El segundo,  es un ensayito o compendio de dos partes pequeñas de dos obras cumbre (¿o cumbres?) de J. Joyce que considero muy emotivo y de gran lirismo.

Pero conforme los fui escribiendo  me di cuenta de que sería importante confrontarlos como dos percepciones de la vida: la de un hombre maduro y decadente, que ya había logrado sus metas juveniles (a lo mejor no todas) y la de un joven sano de cuerpo y alma asombrado ante el descubrimiento de todo lo que la vida puede dar, pues Esteban  tenía “una imaginación risueña que sólo nos es dada en los comienzos de la juventud”, según dice un autor famoso.

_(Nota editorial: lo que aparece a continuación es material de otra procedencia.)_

PR #6569, opened 2019-06-24
Show spinner on modal body with overlay on the content.

bdpiparva:
## Show spinner on the content with an overlay
after-1

Implements: https://github.com/gocd/gocd/pull/6565#issuecomment-504852948


akshaydewan:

No es mi intención ser pretencioso, pues las escribí para mí, para mi satisfacción; pero me nació espontáneamente  compartirlas con mis escasos lectores.  Ojalá les agraden.  AGR

 

Muerte en Venecia

Era Aschenbach un escritor de renombre, reconocido y premiado muchas veces.  Viudo y con una hija, vivía separado y solo. A veces el tedio lo consumía: horas y horas que a solas lo sumían en una depresión enfermiza, pues  trabajaba intensamente por intervalos, sólo cuando se sentía inspirado.

Había nacido en Silesia, y a sus cincuenta años era un escritor escrupuloso que debía su fama a su disciplina en el trabajo y a su talento alimentado por un sinnúmero de lecturas clásicas y un afán de superación heredado de su padre, que fue un probo funcionario judicial. Sus ancestros alemanes habían sido cuidadosos burócratas y a ellos debía sus normas severas y rígidas. De su madre, que era bohemia, había recibido el don de la inspiración propia de esa raza y un tipo físico que difería de los alemanes puros, pues era moreno y un poco más bajo de lo normal. Desde muy joven se distinguió en la escuela, pues sabiéndose débil de cuerpo procuró hacerse fuerte en lo moral: estudiaba arduamente y se imponía un ritmo de trabajo y de estudio fuera de lo común.

Se sentía muy satisfecho de sus logros, pues el gobierno le había otorgado la dignidad de caballero por la calidad de sus libros y escritos e incluso uno de ellos, “Un miserable”  lo instituyó como texto en las escuelas.  Era ya pues Gustavo von  Aschenbach.  Vibraba en su pecho el impulso del trabajo arduo que agita a la mayoría de los hombres de bien, y ese afán se reflejaba en sus obras. Con estos antecedentes magramente esbozados, iniciaremos el relato resumido de lo que el genio de Thomas Mann convirtió en una obra de arte.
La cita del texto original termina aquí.